### Problem to solve
Scan the material for the word "optimized", and copy each line where it shows up.

### Recorded data
************
PR #2333, opened 2026-08-19
docs: describe flow control for optimized baseline

nt591:
In Slack, @vMaroon and I discussed the benefits observed by setting a max concurrency to maintain a healthy throughput and limit KV cache thrashing under load. This PR adds a blurb under the optimized baseline as an optional configuration, and why. I limited the detail and preferred to link out where appropriate to minimize the risk of documentation drifting.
************
### Task response
docs: describe flow control for optimized baseline
In Slack, @vMaroon and I discussed the benefits observed by setting a max concurrency to maintain a healthy throughput and limit KV cache thrashing under load. This PR adds a blurb under the optimized baseline as an optional configuration, and why. I limited the detail and preferred to link out where appropriate to minimize the risk of documentation drifting.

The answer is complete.